Expect this to grow as the field maps where AI tools genuinely support quality care.
The concerns
The fear is real, and some of it is justified. Resistance often comes simply from changing the status quo, but educators have raised concrete worries about AI's effect on their workload and their role as teachers.
Speed is another problem. These tools develop faster than our understanding of their benefits and unintended consequences, which means policy and regulation have to catch up before the technology can be used safely at scale. Data risks matter too: HIPAA breaches and security gaps are genuine threats, and consumer-facing health AI needs to meet the same reliability and accuracy bar as the tools adopted inside healthcare. Solid training and clear guidance go a long way toward easing the fear.
The future of AI in nursing
Moving forward means the profession has to focus on what's possible rather than only on what's changing. A few steps make the integration work:
- Educators build their own knowledge and comfort with AI basics through courses and workshops.
- Programs add nursing informatics to the curriculum, covering data and technological literacy, systems thinking, critical thinking, genomics, AI algorithms, the ethics of AI, and the analysis and implications of big data.
- Leadership incentivizes educators to drive these curriculum changes.
- Informatics and digital health competencies get built into every area of nursing education.
- Nurses serve as co-designers of AI health tools.
- Educators get familiar with the TIGER Nursing Informatics Competencies Model (2009), built to integrate technology into nursing curricula.

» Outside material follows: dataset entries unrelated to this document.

PR #190, opened 2019-09-04
Support ptex mesh - step 1: fix texture binding points, number of primitives.

bigbike:
We would like to support ptex mesh rendering in our simulator.

Status before step 1:
Code was implemented, no compile error; 
Cannot render the ptex mesh in the utility viewer or in headless mode;
The viewer can be run but returns a black screen;

In this PR:
-) it fixes the texture binding points for adjFaces (buffer texture) and atlas textures;
-) it sets correct number of primitives when setup the magnum;
-) it updates the Asset.cpp to recognize the ptex mesh in publicly released Replica data set;

## Motivation and Context

1st step to support ptex mesh rendering

## How Has This Been Tested
Local. No compile error.
If would eventually work (tested in #132) once all the mandatory fix are done.

## Types of changes

## Checklist

### DIFF
--- a/src/esp/assets/Asset.cpp
+++ b/src/esp/assets/Asset.cpp
@@ -14,12 +14,11 @@ using namespace Corrade::Utility::String;
 AssetInfo AssetInfo::fromPath(const std::string& path) {
   AssetInfo info{AssetType::UNKNOWN, path};
 
-  if (endsWith(path, "semantic_quad_mesh.ply")) {
-    info.type = AssetType::FRL_INSTANCE_MESH;
-  } else if (endsWith(path, "_semantic.ply")) {
+  if (endsWith(path, "_semantic.ply")) {
     info.type = AssetType::INSTANCE_MESH;
-  } else if (endsWith(path, "ptex_quad_mesh.ply")) {
+  } else if (endsWith(path, "mesh.ply")) {
     info.type = AssetType::FRL_PTEX_MESH;
+    info.frame = {quatf::FromTwoVectors(geo::ESP_GRAVITY, -vec3f::UnitZ())};
   } else if (endsWith(path, "house.json")) {
     info.type = AssetType::SUNCG_SCENE;
   } else if (endsWith(path, ".glb")) {
--- a/src/esp/assets/Asset.cpp
+++ b/src/esp/assets/Asset.cpp
@@ -14,16 +14,10 @@ using namespace Corrade::Utility::String;
 AssetInfo AssetInfo::fromPath(const std::string& path) {
   AssetInfo info{AssetType::UNKNOWN, path};
 
-  if (endsWith(path, "mesh_semantic.ply")) {
-    info.type = AssetType::FRL_INSTANCE_MESH;
-  } else if (endsWith(path, "_semantic.ply")) {
-    ASSERT(!endsWith(path, "mesh_semantic.ply"));
+  if (endsWith(path, "_semantic.ply")) {
     info.type = AssetType::INSTANCE_MESH;
   } else if (endsWith(path, "mesh.ply")) {
     info.type = AssetType::FRL_PTEX_MESH;
-    // the gravity in replica dataset is -Z;
-    // create a coordinate for the mesh by rotating the default ESP
-    // coordinate frame to -Z gravity
     info.frame = {quatf::FromTwoVectors(geo::ESP_GRAVITY, -vec3f::UnitZ())};
   } else if (endsWith(path, "house.json")) {
     info.type = AssetType::SUNCG_SCENE;
--- a/src/esp/assets/Asset.cpp
+++ b/src/esp/assets/Asset.cpp
@@ -14,10 +14,16 @@ using namespace Corrade::Utility::String;
 AssetInfo AssetInfo::fromPath(const std::string& path) {
   AssetInfo info{AssetType::UNKNOWN, path};
 
-  if (endsWith(path, "_semantic.ply")) {
+  if (endsWith(path, "mesh_semantic.ply")) {
+    info.type = AssetType::FRL_INSTANCE_MESH;
+  } else if (endsWith(path, "_semantic.ply")) {
+    ASSERT(!endsWith(path, "mesh_semantic.ply"));
     info.type = AssetType::INSTANCE_MESH;
   } else if (endsWith(path, "mesh.ply")) {
     info.type = AssetType::FRL_PTEX_MESH;
+    // the gravity in replica dataset is -Z;
+    // create a coordinate for the mesh by rotating the default ESP
+    // coordinate frame to -Z gravity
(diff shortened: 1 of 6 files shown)


bigbike:
@all:

It is ready for review. Thanks.

src/esp/assets/PTexMeshData.cpp
```diff
@@ -602,8 +602,13 @@ void PTexMeshData::uploadBuffersToGPU(bool forceReload) {
...
                              Magnum::GL::BufferUsage::StaticDraw);
-    currentMesh->mesh.setPrimitive(Magnum::GL::MeshPrimitive::LinesAdjacency)
-        .setCount(currentMesh->ibo.size() / 2)
+    currentMesh->mesh
+        .setPrimitive(Magnum::GL::MeshPrimitive::LinesAdjacency)
+        // Warning:
+        // CANNOT use currentMesh.ibo.size() when calling
+        // setCount because that returns the number of bytes of the buffer, NOT
+        // the index counts
+        .setCount(submeshes_[iMesh].ibo.size())
```
erikwijmans: Maybe `currentMesh->ibo.size() / sizeof(currentMesh->ibo[0])` then?

erikwijmans:
Yeah, I do think we should be shooting for adding at least minimal documentation for new API.  More detailed docs for more complicated pieces.

src/esp/assets/Asset.cpp
```diff
@@ -14,12 +14,11 @@ using namespace Corrade::Utility::String;
 AssetInfo AssetInfo::fromPath(const std::string& path) {
   AssetInfo info{AssetType::UNKNOWN, path};
 
-  if (endsWith(path, "semantic_quad_mesh.ply")) {
-    info.type = AssetType::FRL_INSTANCE_MESH;
```
erikwijmans: Should we also remove `FRLInstanceMeshData.*`?  This was the only place that code could have possibly be run IIRC.

mosra: Good point, I think so too.

bigbike: image

The latest "FRL_INSTANCE_MESH", which has the name "mesh_semantic.ply" and can be actually handled (and it is handled) by the AssetType::INSTANCE_MESH (see the picture above).

Is there any different (in terms of rendering, model training etc.) when we use FRL_INSTANCE_MESH and INSTANCE_MESH? Any exclusive functionalities designed for each type? If there is no difference, I think we can deprecate one (e.g., FRL_INSTANCE_MESH).

Thanks for rising up this issue. Yes, even if we decide to deprecate one, we can ship it in some other PR.

src/esp/assets/PTexMeshData.cpp
bigbike: @erikwijmans : The naming is an issue. See the discussions about this piece of code if you are interested in #132.
A following PR will be made very soon to rename them.

bigbike:
> Yeah, I do think we should be shooting for adding at least minimal documentation for new API. More detailed docs for more complicated pieces.

@erikwijmans @mosra : Would any of you give my a sample .cpp or .h, which contains such formatted docs, so that I can follow?

mosra:
https://github.com/facebookresearch/habitat-sim/blob/master/src/esp/gfx/DepthUnprojection.h is pretty complete I would say. Or look into any Magnum header for examples.

I still need to add a guide for setting up all dependencies and generating docs, working on that. Ping me on Slack if you get into a trouble :)

src/esp/assets/Asset.cpp
```diff
@@ -14,12 +14,17 @@ using namespace Corrade::Utility::String;
 AssetInfo AssetInfo::fromPath(const std::string& path) {
   AssetInfo info{AssetType::UNKNOWN, path};
 
-  if (endsWith(path, "semantic_quad_mesh.ply")) {
+  if (endsWith(path, "mesh_semantic.ply")) {
```
bigbike: I just restored the FRL_INSTANCE_MESH.
WARNING: It will segfault now.
The old code somehow cannot handle the new replica instance model.
This put me in a dilemma: 
a) fix the segfault;
b) retire the FRL_INSTANCE_MESH directly in the future;

src/esp/assets/Asset.cpp
erikwijmans: The `FRL_INSTANCE_MESH` was for that initial scan of the apartment.  For replica, I rewrote the instance mesh exporter to be similar to the MP3D format so that we could load it via generic instance mesh.  The replica meshes do not get loaded by `FRL_INSTANCE_MESH`/ can't get loaded as that type.

src/esp/assets/Asset.cpp
erikwijmans: No no no.  `semantic_quad_mesh.ply` was the correct ends with.  That mesh format is not for the replica meshes. See my other comment.

bigbike: @erikwijmans : Then this is the old format with the SurrealApt, and I do not think we need to support it any more.
Shall we retire this type?

src/esp/assets/Asset.cpp
bigbike: @erikwijmans : Good to know. Then we never ever use the "initial scan" in the released replica dataset. Correct?
Shall we just retire it? (I should revert my changes again.) 
I remembered you suggested we did not have to support the old replica format any more, and we agreed in the group conversation a couple of weeks ago.

src/esp/assets/Asset.cpp
erikwijmans: Yes

src/esp/assets/Asset.cpp
erikwijmans: Yeah, that scan was never publicly release and I don't think anyone needs to load it for any reason.

src/esp/gfx/PTexMeshShader.h
```diff
@@ -27,11 +27,12 @@ class PTexMeshShader : public Magnum::GL::AbstractShaderProgram {
 
   explicit PTexMeshShader();
 
-  PTexMeshShader& bindTexture(Magnum::GL::Texture2D& texture,
-                              uint32_t textureUnit = 0) {
-    texture.bind(textureUnit);
-    return *this;
-  }
+  // ======== texture binding ========
+  // Note: the texture binding points are explicitly specified in .cpp
```
msavva: This looks like a comment that should go in the implementation file. Someone looking at the header to understand the API wouldn't a priori have any expectations of explicit binding point specification or care about GL version constraints, and this would be confusing text, in my opinion

src/esp/assets/Asset.cpp
msavva: Somehow, I was under the impression we had already deprecated it a while back... In any case, agree, there should be a separate PR to deprecate it fully and avoid any future confusion like the above.

bigbike:
Made changes to address reviewers' concern.
Commit it in to unblock the future PR.

PR #191, opened 2019-09-05
Make semantic mesh shader work with WebGL2

msbaines:
The semantic mesh shader relies on gl_PrimitiveID which is not
available in GLES3.0 and hence WebGL2. Instead, create a combined
set of indices.

Tested with 17DRP5sb8fy_semantic.ply:

vertices before: 1522546
vertices after:  1572308

Since the increase is only 3%, the benefits of having a separate
gl_PrimitiveID shader are not large enough to warrant the complexity
of supporting two shaders.

I've only tested one mesh so the overhead could be larger on other
meshes.

## Motivation and Context

The semantic mesh shader relies on gl_PrimitiveID which is not
available in GLES3.0 and hence WebGL2. Instead, create a combined
set of indices.

## How Has This Been Tested

Tested with 17DRP5sb8fy_semantic.ply:

vertices before: 1522546
vertices after:  1572308

## Types of changes

## Checklist


src/esp/assets/GenericInstanceMeshData.cpp
```diff
@@ -229,17 +255,24 @@ void GenericInstanceMeshData::uploadBuffersToGPU(bool forceReload) {
...
+      Magnum::GL::Buffer::TargetHint::ElementArray);
+  renderingBuffer_->ibo.setData(indices, Magnum::GL::BufferUsage::StaticDraw);
   renderingBuffer_->mesh.setPrimitive(Magnum::GL::MeshPrimitive::Triangles)
-      .setCount(cpu_ibo_.size() * 3)
+      .setCount(cpu_ibo_.size())
+      .addVertexBuffer(renderingBuffer_->obo, 0,
+                       gfx::PrimitiveIDTexturedShader::ObjectId{
+                           gfx::PrimitiveIDTexturedShader::ObjectId::DataType::
+                               UnsignedShort})
       .addVertexBuffer(renderingBuffer_->vbo, 0,
```
mosra: Now that we have three buffers, I think the `obo`, `vbo`, `cbo` could be interleaved into a single buffer (you could use [MeshTools::interleave()](https://doc.magnum.graphics/magnum/namespaceMagnum_1_1MeshTools.html#a006bda8a1901669404adcc50b4b68735)) -- it'll give the GPU a better memory locality in the vertex shader and the setup would be just a single `addVertexBuffer()` call:

```cpp
// order of arguments to interleave() and to addVertexBuffer() has to match ;)
renderingBuffer_->vbo.setData(MeshTools::interleave(cpu_vbo_, cpu_cbo_, cpu_obo_); 
renderingBuffer_->mesh.addVertexBuffer(renderingBuffer_->vbo, 0,
    gfx::PrimitiveIDTexturedShader::Position{},
    gfx::PrimitiveIDTexturedShader::Color3{
              gfx::PrimitiveIDTexturedShader::Color3::DataType::UnsignedByte,
              gfx::PrimitiveIDTexturedShader::Color3::DataOption::Normalized}),
    gfx::PrimitiveIDTexturedShader::ObjectId{
               gfx::PrimitiveIDTexturedShader::ObjectId::DataType::UnsignedShort});
```

For an even more minimalistic setup, you could `std::move(vbo)` into the `addVertexBuffer()` call (and the same for `setIndexBuffer()`), then you need to store just the mesh and all buffers are owned by it ([docs on this](https://doc.magnum.graphics/magnum/classMagnum_1_1GL_1_1Mesh.html#GL-Mesh-buffer-ownership)).

src/esp/assets/GenericInstanceMeshData.cpp
```diff
@@ -40,10 +42,32 @@ namespace assets {
 namespace {
 template <typename T>
 void copyTo(std::shared_ptr<tinyply::PlyData> data, std::vector<T>& dst) {
-  dst.resize(data->count);
+  dst.resize(data->buffer.size_bytes() / sizeof(T));
```
erikwijmans: This was done like that for a reason -- it makes sure that you didn't try to read a `uint32_t` field as `uint16_t`, which would be bad.

mosra: `ASSERT(data->count*sizeof(T) == data->buffer.size_bytes());` then?

erikwijmans: Yeah, that'll do it too :)

erikwijmans:
I ran over all of MP3D.  Top I saw was a 6% increase in the number of vertices.  It'll probably be less in Replica as the annotations are cleaner.  Will look at that later.

msbaines:
Just realized that I need to fix FRLInstanceMeshData also.

src/esp/assets/GenericInstanceMeshData.cpp
```diff
@@ -40,10 +42,32 @@ namespace assets {
...
+    auto result = table.emplace(val, cursor);
+    if (result.second) {
+      data[cursor++] = val;
+    }
+    resultIndices.push_back(result.first->second);
+  }
+  data.resize(cursor);
+
+  return resultIndices;
+}
```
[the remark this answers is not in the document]
msbaines: Sounds good.

src/esp/gfx/PrimitiveIDTexturedShader.h
```diff
@@ -30,6 +30,8 @@ class PrimitiveIDTexturedShader : public Magnum::GL::AbstractShaderProgram {
   typedef Magnum::Shaders::Generic3D::Position Position;
   //! @brief vertex colors
   typedef Magnum::Shaders::Generic3D::Color3 Color3;
+  //! @brief object ids
+  typedef Magnum::GL::Attribute<5, Magnum::UnsignedInt> ObjectId;
```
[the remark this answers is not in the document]
msbaines: Will do. I also need to update the FRL code paths.

src/esp/assets/GenericInstanceMeshData.cpp
msbaines: I will try these. I may punt some of this to a separate change if it gets too involved.

erikwijmans:
Seems to be a little higher in Replica (highest is about 8%), but still fine.

mosra:
As I said above, even the 8% increase should be less used memory *in total*, no? And memory access is the main thing that matters for performance in this case.

src/esp/assets/GenericInstanceMeshData.cpp
msbaines: Yeah, this was not ideal but was required since cpu_ibo_ is now a std::vector<uint32_t> instead of a std::vector<vec3ui>. This was needed in order to use cpu_ibo_ with MeshTools::combineIndexedArrays.

Will use the new ASSERT suggested by mosra.

src/esp/assets/GenericInstanceMeshData.cpp
msbaines: I tried interleave but it didn't work right away. Will debug it later and submit as a follow-up patch.

```
diff --git a/src/esp/assets/GenericInstanceMeshData.cpp b/src/esp/assets/GenericInstanceMeshData.cpp
index 931f218..58329b5 100644
--- a/src/esp/assets/GenericInstanceMeshData.cpp
+++ b/src/esp/assets/GenericInstanceMeshData.cpp
@@ -11,6 +11,7 @@
 #include <Magnum/ImageView.h>
 #include <Magnum/Math/Functions.h>
 #include <Magnum/MeshTools/CombineIndexedArrays.h>
+#include <Magnum/MeshTools/Interleave.h>
 #include <Magnum/MeshTools/RemoveDuplicates.h>
 #include <Magnum/PixelFormat.h>
 #include <Magnum/Trade/Trade.h>
@@ -241,26 +242,21 @@ void GenericInstanceMeshData::uploadBuffersToGPU(bool forceReload) {
       std::make_pair(std::cref(cpu_ibo_), std::ref(cpu_vbo_)),
       std::make_pair(std::cref(cpu_ibo_), std::ref(cpu_cbo_)));
   LOG(INFO) << "Mandeep: after: " << cpu_vbo_.size();
-  renderingBuffer_->obo.setData(objectIds_,
-                                Magnum::GL::BufferUsage::StaticDraw);
-  renderingBuffer_->vbo.setData(cpu_vbo_, Magnum::GL::BufferUsage::StaticDraw);
-  renderingBuffer_->cbo.setData(cpu_cbo_, Magnum::GL::BufferUsage::StaticDraw);
+  renderingBuffer_->vbo.setData(
+      Mn::MeshTools::interleave(cpu_vbo_, cpu_cbo_, objectIds_),
+      Magnum::GL::BufferUsage::StaticDraw);
   renderingBuffer_->ibo.setTargetHint(
       Magnum::GL::Buffer::TargetHint::ElementArray);
   renderingBuffer_->ibo.setData(indices, Magnum::GL::BufferUsage::StaticDraw);
   renderingBuffer_->mesh.setPrimitive(Magnum::GL::MeshPrimitive::Triangles)
       .setCount(cpu_ibo_.size())
-      .addVertexBuffer(renderingBuffer_->obo, 0,
-                       gfx::PrimitiveIDTexturedShader::ObjectId{
-                           gfx::PrimitiveIDTexturedShader::ObjectId::DataType::
-                               UnsignedShort})
       .addVertexBuffer(renderingBuffer_->vbo, 0,
-                       gfx::PrimitiveIDTexturedShader::Position{})
-      .addVertexBuffer(
-          renderingBuffer_->cbo, 0,
-          gfx::PrimitiveIDTexturedShader::Color3{
-              gfx::PrimitiveIDTexturedShader::Color3::DataType::UnsignedByte,
-              gfx::PrimitiveIDTexturedShader::Color3::DataOption::Normalized})
+                       gfx::PrimitiveIDTexturedShader::Position{},
+                       gfx::PrimitiveIDTexturedShader::Color3{
+                           gfx::PrimitiveIDTexturedShader::Color3::DataType::UnsignedByte,
+                           gfx::PrimitiveIDTexturedShader::Color3::DataOption::Normalized},
+                       gfx::PrimitiveIDTexturedShader::ObjectId{
+                            gfx::PrimitiveIDTexturedShader::ObjectId::DataType::UnsignedShort})
       .setIndexBuffer(renderingBuffer_->ibo, 0,
                       Magnum::GL::MeshIndexType::UnsignedInt);

```

msbaines:
> As I said above, even the 8% increase should be less used memory _in total_, no? And memory access is the main thing that matters for performance in this case.

Performance should be better since the shader is simpler and doesn't require a texel fetch. Once we get interleave working it should be better still.

src/esp/assets/GenericInstanceMeshData.cpp
mosra: Hmm. Don't see anything wrong with the diff. How exactly it didn't work? Black screen of death?

Maybe the driver is unhappy about data alignment there? If I'm counting correctly, each vertex is 17 bytes (12 bytes for position, 3 for color, 2 for object ID). Can you try adding 3 byte padding after the color to make it 20 bytes (and so the floats are always at 4-byte-aligned positions and object ID at 2-byte-aligned)? It's done by specifying a number in both `interleave()` and `addVertexBuffer()`:

```cpp
renderingBuffer_->vbo.setData(MeshTools::interleave(cpu_vbo_, cpu_cbo_, 3, objectIds_)); 
renderingBuffer_->mesh.addVertexBuffer(renderingBuffer_->vbo, 0,
    gfx::PrimitiveIDTexturedShader::Position{},
    gfx::PrimitiveIDTexturedShader::Color3{
          gfx::PrimitiveIDTexturedShader::Color3::DataType::UnsignedByte,
          gfx::PrimitiveIDTexturedShader::Color3::DataOption::Normalized}),
    3,
    gfx::PrimitiveIDTexturedShader::ObjectId{
           gfx::PrimitiveIDTexturedShader::ObjectId::DataType::UnsignedShort});
```

Of course now, in case this makes it work, this begs a question if this interleaving really helps perf (the memory locality is better, but at the same time, each vertex loads 3 wasted bytes). I guess we won't know until we benchmark :)

msbaines: Yep. That was it. I forgot about alignment. Thanks!

src/esp/assets/GenericInstanceMeshData.h
```diff
@@ -18,25 +17,12 @@
...
-`(gl_PrimitiveID % width, gl_PrimitiveID / width)`.
-*/
-Magnum::GL::Texture2D createInstanceTexture(
-    Corrade::Containers::ArrayView<uint32_t> objectIds);
-
 class GenericInstanceMeshData : public BaseMesh {
  public:
   struct RenderingBuffer {
     Magnum::GL::Mesh mesh;
     Magnum::GL::Buffer vbo;
```
erikwijmans: Maybe rename this to be something like `interleavedVertColorIdBuffer`.  I was confused when I saw `Magnum::GL::Buffer cbo;` deleted in the diff.

src/esp/gfx/PrimitiveIDTexturedDrawable.cpp
```diff
@@ -13,19 +13,16 @@ PrimitiveIDTexturedDrawable::PrimitiveIDTexturedDrawable(
     scene::SceneNode& node,
     PrimitiveIDTexturedShader& shader,
     Magnum::GL::Mesh& mesh,
-    Magnum::SceneGraph::DrawableGroup3D* group /* = nullptr */,
-    Magnum::GL::Texture2D* texture /* = nullptr */)
-    : Drawable{node, shader, mesh, group}, texture_(texture) {}
+    Magnum::SceneGraph::DrawableGroup3D* group /* = nullptr */)
+    : Drawable{node, shader, mesh, group} {}
 
 void PrimitiveIDTexturedDrawable::draw(
```
erikwijmans: `PrimitiveIDTexturedDrawable` -> `PrimitiveIDDrawable`

src/esp/assets/GenericInstanceMeshData.h
mosra: With my suggestion to [std::move() the buffers into the mesh](https://github.com/facebookresearch/habitat-sim/pull/191#discussion_r321323044), this would become just a `GL::Mesh` in the end.

PR #195, opened 2019-09-06
Physics namespace docs and resulting code cleanup.

aclegg3:
## Motivation and Context

Document Habitat-sim physics functionality introduced in PR #91 .

Some code cleanup exposed as the result of documentation. (yay!)

## How Has This Been Tested

Local doc building.

## Types of changes

## Checklist


src/esp/physics/PhysicsManager.h
```diff
@@ -227,9 +230,10 @@ class PhysicsManager {
 
   /** @brief Set the friction coefficient of the scene collision geometry. See
    * @ref sceneNode_.
-   * @param The scalar friction coefficient of the scene geometry.
+   * @param frictionCoefficient The scalar friction coefficient of the scene
+   * geometry.
    */
-  virtual void setSceneFrictionCoefficient(const double){};
+  virtual void setSceneFrictionCoefficient(const double frictionCoefficient){};
```
erikwijmans: This will end up bringing an unused parameter warning back.  On way to deal wit this is to not have the definition inline here.  Just do `virtual void setSceneFrictionCoefficient(const double frictionCoefficient);` then have `void PhysicsManager::setSceneFrictionCoefficient(const double){};` in the `.cpp`

aclegg3: Thanks, Erik. This works well.

mosra: Or put the [CORRADE_UNUSED](https://doc.magnum.graphics/corrade/Macros_8h.html#aaf99b187cce2ff1eadddf1507ace2d69) on it :)

erikwijmans: Oooooo.  That seems even better :)

src/esp/physics/bullet/BulletRigidObject.h
```diff
@@ -13,88 +17,381 @@
...
-  //! All components are wrapped into one rigidBody_
   std::vector<std::unique_ptr<btConvexHullShape>> bObjectConvexShapes_;
+
+  //! Object data: All components of the collision shape
   std::unique_ptr<btCompoundShape> bObjectShape_;
+
+  /** @brief Object data: All components of a @ref RigidObjectType::OBJECT are
+   * wrapped into one <A
+   * HREF="https://pybullet.org/Bullet/BulletFull/classbtRigidBody.html">
+   * btRigidBody</A>
```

The potential is broad but demands critical evaluation, and it will take time for AI health tools to blend fully into nursing programs. Used right, they strengthen clinical decision-making and enhance teaching and learning. The line that can't move: these tools exist to support and assist, never to replace the critical thinking of the nurse.
Sources: Health IT, Adoption of Electronic Health Records by Hospital Service Type 2019-2021 (2023); Buchanan C et al., Predicted Influences of Artificial Intelligence on Nursing Education: Scoping Review (2021); Gagne J, The State of Artificial Intelligence in Nursing Education (2023); Health IT, Office-based Physician Electronic Health Record Adoption (2023).